[Stored data entries]
■ ■ ■ ■

PR #255, opened 2026-07-17
fix(slack): make attachments visible in thread/channel history; pass all mention images

vincezh2000:
## Problem

`fetchThreadHistory` and `fetchChannelHistory` serialize only `msg.text` — the `files` field is never parsed. A message that is just a file upload (a screenshot, an invoice photo, a PDF) renders as an empty `[User Uxxx]:` line, so the model cannot even tell a file existed.

Real-world failure: a user posts several invoice images in a channel, then mentions the bot with "summarize the invoices above". The bot fetches history, sees blank lines, and answers "I don't see any invoice — please re-upload into this thread". The information was there the whole time.

A related gap on the triggering message itself: only `imageFiles[0]` is downloaded, so a mention carrying several images silently drops all but the first.

## Change

- **History attachments become visible.** Both history fetchers parse `files[]` and render one note per attachment:
  - downloaded → `[image saved: /path]` / `[file "name" saved: /path]` — reuses the existing `downloadSlackFile` (same inbox dir, same 25MB cap and extension allowlist), newest-first, capped at `HISTORY_FILE_DOWNLOAD_CAP = 6` per fetch to bound latency on low-spec machines;
  - voice → `[voice message — not transcribed]` (no transcription cost for history);
  - everything else (over cap, no `url_private`) → `[attachment "name" (type) — not downloaded]` — still visible, so the model can ask for it.
- **Read-your-attachments hint.** When a history block contains a saved path, it appends one instruction line telling the model to read the relevant files before answering. Channel history notes go through the existing `sanitizeUserInput`, same as message text.
- **Mentions pass up to 5 images** instead of only the first; the single-image prompt wording is unchanged, so existing behavior is identical for the 1-image case.

## Tests

`tests/slack-history.test.ts` covers the pure helpers (`formatHistoryFileNote`, `appendFileNotes`, the instruction line in `formatThreadHistoryAsContext`), including the headline case: a file-only message no longer renders as an empty line. Suite result is unchanged apart from the 9 new passing tests (the 3 pre-existing `sessionFiles` failures fail identically on master without this change).

Version bumps included per CONTRIBUTING (`bump:plugin-version` / `bump:marketplace-version` → 1.0.41).

## Deliberately out of scope

Rate-limit-aware caching/429 handling for history fetches: Slack's 2025 non-Marketplace terms throttle `conversations.history`/`replies` hard (~1 req/min, 15/page) for affected apps, which argues for a per-channel cache + `Retry-After` handling around these fetchers. We run that in production as a downstream patch, but it's opinionated enough that it felt like a separate discussion — happy to follow up with a second PR if there's interest.

### DIFF
--- a/.claude-plugin/marketplace.json
+++ b/.claude-plugin/marketplace.json
@@ -8,7 +8,7 @@
       "name": "claudeclaw",
       "source": "./",
       "description": "Cron-like daemon that runs Claude prompts on a schedule",
-      "version": "1.0.40",
+      "version": "1.0.41",
       "keywords": [
         "cron",
         "heartbeat",
--- a/.claude-plugin/plugin.json
+++ b/.claude-plugin/plugin.json
@@ -1,5 +1,5 @@
 {
   "name": "claudeclaw",
-  "version": "1.0.40",
+  "version": "1.0.41",
   "description": "Cron-like daemon that runs Claude prompts on a schedule"
 }
--- a/src/commands/slack.ts
+++ b/src/commands/slack.ts
@@ -600,15 +600,18 @@ async function fetchThreadHistory(
       user?: string;
       bot_id?: string;
       ts: string;
+      files?: SlackFile[];
     }>;
   };
   if (!data.ok) {
     throw new Error(`conversations.replies error: ${data.error ?? "unknown"}`);
   }
 
-  return (data.messages ?? []).map((msg) => ({
+  const msgs = data.messages ?? [];
+  const resolved = await downloadHistoryFiles(token, msgs);
+  return msgs.map((msg) => ({
     role: msg.bot_id ? "assistant" : "user",
-    text: msg.text,
+    text: appendFileNotes(msg.text, msg.files, resolved),
     user: msg.user,
     ts: msg.ts,
   }));
@@ -625,6 +628,9 @@ function formatThreadHistoryAsContext(
     lines.push(`[${sender}]: ${msg.text}`);
   }
   lines.push("--- End of Thread History ---");
+  if (historyHasSavedAttachment(messages.map((m) => m.text))) {
+    lines.push("(Attachments in the history above are saved to local paths — read the relevant ones directly before answering.)");
+  }
   lines.push("");
   return lines.join("\n");
 }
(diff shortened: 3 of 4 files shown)


TerrysPOV (changes requested):
Genuinely useful fix — file-only Slack messages rendering as blank `[User]:` lines is a real bug, and the implementation is careful: path handling is safe (downloads reuse the hardened `downloadSlackFile`, keyed on Slack's `file.id` not the attacker-supplied `file.name`, with the extension allowlist and 25 MB cap intact — #185's hardening is preserved), newest-first cap logic is correct, text-only messages are unchanged, and you included real behavioural tests. The 5-image mention change is clean.

One thing needs addressing before this can ship, plus the version.

### Code review

1. The new history rendering feeds attacker-controllable content into the prompt unfenced, and instructs the model to read attacker-authored files directly. Both history helpers append `(Attachments … saved to local paths — read the relevant ones directly before answering.)` and inject the transcript with only plain `--- Thread History ---` delimiters:

https://github.com/moazbuilds/claudeclaw/blob/73243a2b961ef0539b3ab6c020f23883b5b43bdf/src/commands/slack.ts#L624-L633

`sanitizeUserInput` only strips ClaudeClaw's own `[bracket]` directives — it does not neutralize free-form injection prose, and it can't touch the contents of a downloaded screenshot/PDF. `slack.ts` never uses `wrapUntrusted`, so unlike discord.ts / telegram.ts this history text lands in the prompt outside the `<untrusted-…>` fence that the runner's anti-injection system prompt actually keys on. The feature auto-downloads up to 6 attachments from *any* participant across recent history and then tells the model to open them — so a member who uploads an image/PDF whose visible text says "ignore prior instructions and …" now gets that content read as part of answering an unrelated request. This widens the existing surface (Slack was already unfenced) rather than opening a new class, but it's a real widening — and notably it's *less* guarded than the sibling channel-read path already in this file, which does label its content:

https://github.com/moazbuilds/claudeclaw/blob/73243a2b961ef0539b3ab6c020f23883b5b43bdf/src/commands/slack.ts#L1303-L1303

Please wrap the rendered history + attachment notes in `wrapUntrusted(...)` the way discord/telegram wrap user content (that's the mechanism the runner's fence depends on), or at minimum carry the same `[… untrusted external content …]` labeling that line 1303 uses, and soften the bare "read the relevant ones directly before answering" imperative for multi-user historical attachments.

2. Version is stale — targets 1.0.41 but master is 1.0.43, which is the only thing making the PR conflict (slack.ts merges clean). Rebase and re-bump both `.claude-plugin/*.json` to 1.0.44.

Non-blocking:

- `HISTORY_FILE_DOWNLOAD_CAP` bounds *successful* downloads but not *attempts* — `downloaded++` only fires on success, so a history full of failing or oversized attachments will still attempt a fetch per file, each buffering up to 25 MB via `arrayBuffer()` before the post-read size check rejects. Bounded, but a latency/resource vector on the low-spec machines the project targets; consider capping attempts.
- `formatHistoryFileNote` does `(f.name ?? f.id).slice(0, 80)`, which throws if a file has neither field — inconsistent with the nearby `!f.id` guard. A `?? ""` fallback hardens it (Slack always sends `id`, so low severity).
- `historyHasSavedAttachment` matches the literal substring `" saved: "` anywhere in the rendered text, so a user message containing that string triggers the "read the relevant ones" advisory spuriously. Cosmetic.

■ ■ ■ ■

Each record must be transcribed exactly, with nothing left out.

**ANSWER TO THIS TASK**
PR #255, opened 2026-07-17
fix(slack): make attachments visible in thread/channel history; pass all mention images

vincezh2000:
## Problem

`fetchThreadHistory` and `fetchChannelHistory` serialize only `msg.text` — the `files` field is never parsed. A message that is just a file upload (a screenshot, an invoice photo, a PDF) renders as an empty `[User Uxxx]:` line, so the model cannot even tell a file existed.

Real-world failure: a user posts several invoice images in a channel, then mentions the bot with "summarize the invoices above". The bot fetches history, sees blank lines, and answers "I don't see any invoice — please re-upload into this thread". The information was there the whole time.

A related gap on the triggering message itself: only `imageFiles[0]` is downloaded, so a mention carrying several images silently drops all but the first.

## Change

- **History attachments become visible.** Both history fetchers parse `files[]` and render one note per attachment:
  - downloaded → `[image saved: /path]` / `[file "name" saved: /path]` — reuses the existing `downloadSlackFile` (same inbox dir, same 25MB cap and extension allowlist), newest-first, capped at `HISTORY_FILE_DOWNLOAD_CAP = 6` per fetch to bound latency on low-spec machines;
  - voice → `[voice message — not transcribed]` (no transcription cost for history);
  - everything else (over cap, no `url_private`) → `[attachment "name" (type) — not downloaded]` — still visible, so the model can ask for it.
- **Read-your-attachments hint.** When a history block contains a saved path, it appends one instruction line telling the model to read the relevant files before answering. Channel history notes go through the existing `sanitizeUserInput`, same as message text.
- **Mentions pass up to 5 images** instead of only the first; the single-image prompt wording is unchanged, so existing behavior is identical for the 1-image case.

## Tests

`tests/slack-history.test.ts` covers the pure helpers (`formatHistoryFileNote`, `appendFileNotes`, the instruction line in `formatThreadHistoryAsContext`), including the headline case: a file-only message no longer renders as an empty line. Suite result is unchanged apart from the 9 new passing tests (the 3 pre-existing `sessionFiles` failures fail identically on master without this change).

Version bumps included per CONTRIBUTING (`bump:plugin-version` / `bump:marketplace-version` → 1.0.41).

## Deliberately out of scope

Rate-limit-aware caching/429 handling for history fetches: Slack's 2025 non-Marketplace terms throttle `conversations.history`/`replies` hard (~1 req/min, 15/page) for affected apps, which argues for a per-channel cache + `Retry-After` handling around these fetchers. We run that in production as a downstream patch, but it's opinionated enough that it felt like a separate discussion — happy to follow up with a second PR if there's interest.

### DIFF
--- a/.claude-plugin/marketplace.json
+++ b/.claude-plugin/marketplace.json
@@ -8,7 +8,7 @@
       "name": "claudeclaw",
       "source": "./",
       "description": "Cron-like daemon that runs Claude prompts on a schedule",
-      "version": "1.0.40",
+      "version": "1.0.41",
       "keywords": [
         "cron",
         "heartbeat",
--- a/.claude-plugin/plugin.json
+++ b/.claude-plugin/plugin.json
@@ -1,5 +1,5 @@
 {
   "name": "claudeclaw",
-  "version": "1.0.40",
+  "version": "1.0.41",
   "description": "Cron-like daemon that runs Claude prompts on a schedule"
 }
--- a/src/commands/slack.ts
+++ b/src/commands/slack.ts
@@ -600,15 +600,18 @@ async function fetchThreadHistory(
       user?: string;
       bot_id?: string;
       ts: string;
+      files?: SlackFile[];
     }>;
   };
   if (!data.ok) {
     throw new Error(`conversations.replies error: ${data.error ?? "unknown"}`);
   }
 
-  return (data.messages ?? []).map((msg) => ({
+  const msgs = data.messages ?? [];
+  const resolved = await downloadHistoryFiles(token, msgs);
+  return msgs.map((msg) => ({
     role: msg.bot_id ? "assistant" : "user",
-    text: msg.text,
+    text: appendFileNotes(msg.text, msg.files, resolved),
     user: msg.user,
     ts: msg.ts,
   }));
@@ -625,6 +628,9 @@ function formatThreadHistoryAsContext(
     lines.push(`[${sender}]: ${msg.text}`);
   }
   lines.push("--- End of Thread History ---");
+  if (historyHasSavedAttachment(messages.map((m) => m.text))) {
+    lines.push("(Attachments in the history above are saved to local paths — read the relevant ones directly before answering.)");
+  }
   lines.push("");
   return lines.join("\n");
 }
(diff shortened: 3 of 4 files shown)


TerrysPOV (changes requested):
Genuinely useful fix — file-only Slack messages rendering as blank `[User]:` lines is a real bug, and the implementation is careful: path handling is safe (downloads reuse the hardened `downloadSlackFile`, keyed on Slack's `file.id` not the attacker-supplied `file.name`, with the extension allowlist and 25 MB cap intact — #185's hardening is preserved), newest-first cap logic is correct, text-only messages are unchanged, and you included real behavioural tests. The 5-image mention change is clean.

One thing needs addressing before this can ship, plus the version.

### Code review

1. The new history rendering feeds attacker-controllable content into the prompt unfenced, and instructs the model to read attacker-authored files directly. Both history helpers append `(Attachments … saved to local paths — read the relevant ones directly before answering.)` and inject the transcript with only plain `--- Thread History ---` delimiters:

https://github.com/moazbuilds/claudeclaw/blob/73243a2b961ef0539b3ab6c020f23883b5b43bdf/src/commands/slack.ts#L624-L633

`sanitizeUserInput` only strips ClaudeClaw's own `[bracket]` directives — it does not neutralize free-form injection prose, and it can't touch the contents of a downloaded screenshot/PDF. `slack.ts` never uses `wrapUntrusted`, so unlike discord.ts / telegram.ts this history text lands in the prompt outside the `<untrusted-…>` fence that the runner's anti-injection system prompt actually keys on. The feature auto-downloads up to 6 attachments from *any* participant across recent history and then tells the model to open them — so a member who uploads an image/PDF whose visible text says "ignore prior instructions and …" now gets that content read as part of answering an unrelated request. This widens the existing surface (Slack was already unfenced) rather than opening a new class, but it's a real widening — and notably it's *less* guarded than the sibling channel-read path already in this file, which does label its content:

https://github.com/moazbuilds/claudeclaw/blob/73243a2b961ef0539b3ab6c020f23883b5b43bdf/src/commands/slack.ts#L1303-L1303

Please wrap the rendered history + attachment notes in `wrapUntrusted(...)` the way discord/telegram wrap user content (that's the mechanism the runner's fence depends on), or at minimum carry the same `[… untrusted external content …]` labeling that line 1303 uses, and soften the bare "read the relevant ones directly before answering" imperative for multi-user historical attachments.

2. Version is stale — targets 1.0.41 but master is 1.0.43, which is the only thing making the PR conflict (slack.ts merges clean). Rebase and re-bump both `.claude-plugin/*.json` to 1.0.44.

Non-blocking:

- `HISTORY_FILE_DOWNLOAD_CAP` bounds *successful* downloads but not *attempts* — `downloaded++` only fires on success, so a history full of failing or oversized attachments will still attempt a fetch per file, each buffering up to 25 MB via `arrayBuffer()` before the post-read size check rejects. Bounded, but a latency/resource vector on the low-spec machines the project targets; consider capping attempts.
- `formatHistoryFileNote` does `(f.name ?? f.id).slice(0, 80)`, which throws if a file has neither field — inconsistent with the nearby `!f.id` guard. A `?? ""` fallback hardens it (Slack always sends `id`, so low severity).
- `historyHasSavedAttachment` matches the literal substring `" saved: "` anywhere in the rendered text, so a user message containing that string triggers the "read the relevant ones" advisory spuriously. Cosmetic.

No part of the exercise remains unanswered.